- _Exercise details_:
Go through the listing below and reproduce it word for word.

== Segment start ==

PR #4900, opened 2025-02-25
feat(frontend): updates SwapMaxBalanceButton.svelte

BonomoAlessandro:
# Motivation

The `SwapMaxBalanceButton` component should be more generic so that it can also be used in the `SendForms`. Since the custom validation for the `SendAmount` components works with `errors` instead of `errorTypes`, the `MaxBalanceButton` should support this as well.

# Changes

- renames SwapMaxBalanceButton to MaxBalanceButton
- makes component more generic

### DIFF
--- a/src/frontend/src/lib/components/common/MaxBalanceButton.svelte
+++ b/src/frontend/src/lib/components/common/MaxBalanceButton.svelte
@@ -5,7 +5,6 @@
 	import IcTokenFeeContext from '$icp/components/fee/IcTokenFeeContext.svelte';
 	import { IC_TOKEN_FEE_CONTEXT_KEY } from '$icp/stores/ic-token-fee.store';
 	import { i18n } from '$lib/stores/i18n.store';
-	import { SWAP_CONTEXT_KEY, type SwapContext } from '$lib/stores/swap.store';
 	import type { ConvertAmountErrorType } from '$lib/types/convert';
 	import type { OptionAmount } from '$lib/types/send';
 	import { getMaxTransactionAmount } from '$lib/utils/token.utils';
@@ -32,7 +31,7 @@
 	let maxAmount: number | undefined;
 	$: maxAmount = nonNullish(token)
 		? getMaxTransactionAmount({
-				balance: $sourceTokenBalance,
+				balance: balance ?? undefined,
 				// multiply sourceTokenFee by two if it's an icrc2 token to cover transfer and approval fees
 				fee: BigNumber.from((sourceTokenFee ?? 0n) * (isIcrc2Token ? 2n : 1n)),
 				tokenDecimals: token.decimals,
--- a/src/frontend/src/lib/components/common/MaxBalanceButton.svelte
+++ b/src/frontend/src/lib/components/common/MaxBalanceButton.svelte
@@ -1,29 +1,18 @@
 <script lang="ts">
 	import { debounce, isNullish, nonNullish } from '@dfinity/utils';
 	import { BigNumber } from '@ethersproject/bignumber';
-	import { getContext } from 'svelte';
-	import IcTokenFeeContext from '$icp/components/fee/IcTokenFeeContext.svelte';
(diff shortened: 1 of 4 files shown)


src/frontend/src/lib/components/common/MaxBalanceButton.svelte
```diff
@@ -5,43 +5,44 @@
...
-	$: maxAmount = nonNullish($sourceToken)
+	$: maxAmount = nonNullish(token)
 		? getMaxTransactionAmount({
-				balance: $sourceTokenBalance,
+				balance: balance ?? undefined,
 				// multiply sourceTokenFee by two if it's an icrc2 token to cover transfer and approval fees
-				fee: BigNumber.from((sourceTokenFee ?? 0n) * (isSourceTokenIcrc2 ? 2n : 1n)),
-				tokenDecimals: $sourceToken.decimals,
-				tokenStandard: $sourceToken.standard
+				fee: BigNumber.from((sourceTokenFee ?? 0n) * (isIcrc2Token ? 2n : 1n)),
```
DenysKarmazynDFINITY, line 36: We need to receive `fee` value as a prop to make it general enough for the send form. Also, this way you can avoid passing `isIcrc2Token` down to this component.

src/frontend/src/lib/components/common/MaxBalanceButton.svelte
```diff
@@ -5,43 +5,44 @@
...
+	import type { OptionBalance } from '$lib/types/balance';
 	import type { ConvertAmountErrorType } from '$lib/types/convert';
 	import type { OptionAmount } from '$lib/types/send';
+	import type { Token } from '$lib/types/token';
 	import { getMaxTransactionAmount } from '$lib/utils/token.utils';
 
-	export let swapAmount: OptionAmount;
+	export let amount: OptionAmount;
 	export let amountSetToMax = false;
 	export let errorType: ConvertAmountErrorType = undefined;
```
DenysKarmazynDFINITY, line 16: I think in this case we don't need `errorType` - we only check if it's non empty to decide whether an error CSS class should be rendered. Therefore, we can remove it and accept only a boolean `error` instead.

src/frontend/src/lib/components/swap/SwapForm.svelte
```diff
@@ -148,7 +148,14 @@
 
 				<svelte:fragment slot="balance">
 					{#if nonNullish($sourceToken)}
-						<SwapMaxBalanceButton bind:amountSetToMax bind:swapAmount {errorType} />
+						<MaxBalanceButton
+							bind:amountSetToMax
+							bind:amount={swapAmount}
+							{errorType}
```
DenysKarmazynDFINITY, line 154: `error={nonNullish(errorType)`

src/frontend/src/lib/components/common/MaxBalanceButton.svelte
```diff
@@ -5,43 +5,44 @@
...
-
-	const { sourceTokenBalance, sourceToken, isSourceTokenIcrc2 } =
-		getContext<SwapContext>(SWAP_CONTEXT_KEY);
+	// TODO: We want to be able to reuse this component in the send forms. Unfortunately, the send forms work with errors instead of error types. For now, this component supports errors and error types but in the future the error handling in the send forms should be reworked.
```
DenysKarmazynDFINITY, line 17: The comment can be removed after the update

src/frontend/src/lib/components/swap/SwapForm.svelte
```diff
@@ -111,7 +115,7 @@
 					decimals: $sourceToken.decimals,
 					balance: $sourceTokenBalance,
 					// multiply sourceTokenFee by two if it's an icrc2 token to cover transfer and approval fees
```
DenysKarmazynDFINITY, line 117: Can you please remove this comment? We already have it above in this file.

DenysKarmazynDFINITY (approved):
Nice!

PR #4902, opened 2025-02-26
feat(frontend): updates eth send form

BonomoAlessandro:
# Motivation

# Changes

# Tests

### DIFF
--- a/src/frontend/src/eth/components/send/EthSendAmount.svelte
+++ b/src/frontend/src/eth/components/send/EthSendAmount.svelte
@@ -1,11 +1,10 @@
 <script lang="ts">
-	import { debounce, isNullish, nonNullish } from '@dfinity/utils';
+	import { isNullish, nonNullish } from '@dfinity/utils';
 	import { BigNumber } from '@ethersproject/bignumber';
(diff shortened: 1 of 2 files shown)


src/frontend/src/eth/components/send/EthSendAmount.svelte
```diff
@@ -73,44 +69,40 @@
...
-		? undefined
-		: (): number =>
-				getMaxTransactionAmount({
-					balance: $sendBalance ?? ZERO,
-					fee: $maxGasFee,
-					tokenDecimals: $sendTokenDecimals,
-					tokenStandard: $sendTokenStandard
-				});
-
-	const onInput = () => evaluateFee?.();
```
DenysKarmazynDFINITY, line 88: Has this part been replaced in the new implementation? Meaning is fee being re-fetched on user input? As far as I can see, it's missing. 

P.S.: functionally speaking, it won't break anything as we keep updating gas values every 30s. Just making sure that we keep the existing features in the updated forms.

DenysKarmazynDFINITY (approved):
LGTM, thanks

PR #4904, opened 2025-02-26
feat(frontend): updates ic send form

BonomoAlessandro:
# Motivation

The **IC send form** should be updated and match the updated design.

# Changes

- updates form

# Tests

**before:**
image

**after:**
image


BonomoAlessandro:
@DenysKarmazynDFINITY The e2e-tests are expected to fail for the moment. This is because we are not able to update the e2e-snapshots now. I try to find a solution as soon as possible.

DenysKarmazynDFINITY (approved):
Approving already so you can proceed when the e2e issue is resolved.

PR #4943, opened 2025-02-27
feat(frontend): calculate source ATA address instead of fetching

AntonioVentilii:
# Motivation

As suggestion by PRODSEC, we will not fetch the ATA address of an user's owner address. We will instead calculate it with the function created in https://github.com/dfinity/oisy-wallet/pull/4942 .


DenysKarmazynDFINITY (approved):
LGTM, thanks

== Segment end ==

- _Task result_:
PR #4900, opened 2025-02-25
feat(frontend): updates SwapMaxBalanceButton.svelte

BonomoAlessandro:
# Motivation

The `SwapMaxBalanceButton` component should be more generic so that it can also be used in the `SendForms`. Since the custom validation for the `SendAmount` components works with `errors` instead of `errorTypes`, the `MaxBalanceButton` should support this as well.

# Changes

- renames SwapMaxBalanceButton to MaxBalanceButton
- makes component more generic

### DIFF
--- a/src/frontend/src/lib/components/common/MaxBalanceButton.svelte
+++ b/src/frontend/src/lib/components/common/MaxBalanceButton.svelte
@@ -5,7 +5,6 @@
 	import IcTokenFeeContext from '$icp/components/fee/IcTokenFeeContext.svelte';
 	import { IC_TOKEN_FEE_CONTEXT_KEY } from '$icp/stores/ic-token-fee.store';
 	import { i18n } from '$lib/stores/i18n.store';
-	import { SWAP_CONTEXT_KEY, type SwapContext } from '$lib/stores/swap.store';
 	import type { ConvertAmountErrorType } from '$lib/types/convert';
 	import type { OptionAmount } from '$lib/types/send';
 	import { getMaxTransactionAmount } from '$lib/utils/token.utils';
@@ -32,7 +31,7 @@
 	let maxAmount: number | undefined;
 	$: maxAmount = nonNullish(token)
 		? getMaxTransactionAmount({
-				balance: $sourceTokenBalance,
+				balance: balance ?? undefined,
 				// multiply sourceTokenFee by two if it's an icrc2 token to cover transfer and approval fees
 				fee: BigNumber.from((sourceTokenFee ?? 0n) * (isIcrc2Token ? 2n : 1n)),
 				tokenDecimals: token.decimals,
--- a/src/frontend/src/lib/components/common/MaxBalanceButton.svelte
+++ b/src/frontend/src/lib/components/common/MaxBalanceButton.svelte
@@ -1,29 +1,18 @@
 <script lang="ts">
 	import { debounce, isNullish, nonNullish } from '@dfinity/utils';
 	import { BigNumber } from '@ethersproject/bignumber';
-	import { getContext } from 'svelte';
-	import IcTokenFeeContext from '$icp/components/fee/IcTokenFeeContext.svelte';
(diff shortened: 1 of 4 files shown)


src/frontend/src/lib/components/common/MaxBalanceButton.svelte
```diff
@@ -5,43 +5,44 @@
...
-	$: maxAmount = nonNullish($sourceToken)
+	$: maxAmount = nonNullish(token)
 		? getMaxTransactionAmount({
-				balance: $sourceTokenBalance,
+				balance: balance ?? undefined,
 				// multiply sourceTokenFee by two if it's an icrc2 token to cover transfer and approval fees
-				fee: BigNumber.from((sourceTokenFee ?? 0n) * (isSourceTokenIcrc2 ? 2n : 1n)),
-				tokenDecimals: $sourceToken.decimals,
-				tokenStandard: $sourceToken.standard
+				fee: BigNumber.from((sourceTokenFee ?? 0n) * (isIcrc2Token ? 2n : 1n)),
```
DenysKarmazynDFINITY, line 36: We need to receive `fee` value as a prop to make it general enough for the send form. Also, this way you can avoid passing `isIcrc2Token` down to this component.

src/frontend/src/lib/components/common/MaxBalanceButton.svelte
```diff
@@ -5,43 +5,44 @@
...
+	import type { OptionBalance } from '$lib/types/balance';
 	import type { ConvertAmountErrorType } from '$lib/types/convert';
 	import type { OptionAmount } from '$lib/types/send';
+	import type { Token } from '$lib/types/token';
 	import { getMaxTransactionAmount } from '$lib/utils/token.utils';
 
-	export let swapAmount: OptionAmount;
+	export let amount: OptionAmount;
 	export let amountSetToMax = false;
 	export let errorType: ConvertAmountErrorType = undefined;
```
DenysKarmazynDFINITY, line 16: I think in this case we don't need `errorType` - we only check if it's non empty to decide whether an error CSS class should be rendered. Therefore, we can remove it and accept only a boolean `error` instead.

src/frontend/src/lib/components/swap/SwapForm.svelte
```diff
@@ -148,7 +148,14 @@
 
 				<svelte:fragment slot="balance">
 					{#if nonNullish($sourceToken)}
-						<SwapMaxBalanceButton bind:amountSetToMax bind:swapAmount {errorType} />
+						<MaxBalanceButton
+							bind:amountSetToMax
+							bind:amount={swapAmount}
+							{errorType}
```
DenysKarmazynDFINITY, line 154: `error={nonNullish(errorType)`

src/frontend/src/lib/components/common/MaxBalanceButton.svelte
```diff
@@ -5,43 +5,44 @@
...
-
-	const { sourceTokenBalance, sourceToken, isSourceTokenIcrc2 } =
-		getContext<SwapContext>(SWAP_CONTEXT_KEY);
+	// TODO: We want to be able to reuse this component in the send forms. Unfortunately, the send forms work with errors instead of error types. For now, this component supports errors and error types but in the future the error handling in the send forms should be reworked.
```
DenysKarmazynDFINITY, line 17: The comment can be removed after the update

src/frontend/src/lib/components/swap/SwapForm.svelte
```diff
@@ -111,7 +115,7 @@
 					decimals: $sourceToken.decimals,
 					balance: $sourceTokenBalance,
 					// multiply sourceTokenFee by two if it's an icrc2 token to cover transfer and approval fees
```
DenysKarmazynDFINITY, line 117: Can you please remove this comment? We already have it above in this file.

DenysKarmazynDFINITY (approved):
Nice!

PR #4902, opened 2025-02-26
feat(frontend): updates eth send form

BonomoAlessandro:
# Motivation

# Changes

# Tests

### DIFF
--- a/src/frontend/src/eth/components/send/EthSendAmount.svelte
+++ b/src/frontend/src/eth/components/send/EthSendAmount.svelte
@@ -1,11 +1,10 @@
 <script lang="ts">
-	import { debounce, isNullish, nonNullish } from '@dfinity/utils';
+	import { isNullish, nonNullish } from '@dfinity/utils';
 	import { BigNumber } from '@ethersproject/bignumber';
(diff shortened: 1 of 2 files shown)


src/frontend/src/eth/components/send/EthSendAmount.svelte
```diff
@@ -73,44 +69,40 @@
...
-		? undefined
-		: (): number =>
-				getMaxTransactionAmount({
-					balance: $sendBalance ?? ZERO,
-					fee: $maxGasFee,
-					tokenDecimals: $sendTokenDecimals,
-					tokenStandard: $sendTokenStandard
-				});
-
-	const onInput = () => evaluateFee?.();
```
DenysKarmazynDFINITY, line 88: Has this part been replaced in the new implementation? Meaning is fee being re-fetched on user input? As far as I can see, it's missing. 

P.S.: functionally speaking, it won't break anything as we keep updating gas values every 30s. Just making sure that we keep the existing features in the updated forms.

DenysKarmazynDFINITY (approved):
LGTM, thanks

PR #4904, opened 2025-02-26
feat(frontend): updates ic send form

BonomoAlessandro:
# Motivation

The **IC send form** should be updated and match the updated design.

# Changes

- updates form

# Tests

**before:**
image

**after:**
image


BonomoAlessandro:
@DenysKarmazynDFINITY The e2e-tests are expected to fail for the moment. This is because we are not able to update the e2e-snapshots now. I try to find a solution as soon as possible.

DenysKarmazynDFINITY (approved):
Approving already so you can proceed when the e2e issue is resolved.

PR #4943, opened 2025-02-27
feat(frontend): calculate source ATA address instead of fetching

AntonioVentilii:
# Motivation

As suggestion by PRODSEC, we will not fetch the ATA address of an user's owner address. We will instead calculate it with the function created in https://github.com/dfinity/oisy-wallet/pull/4942 .


DenysKarmazynDFINITY (approved):
LGTM, thanks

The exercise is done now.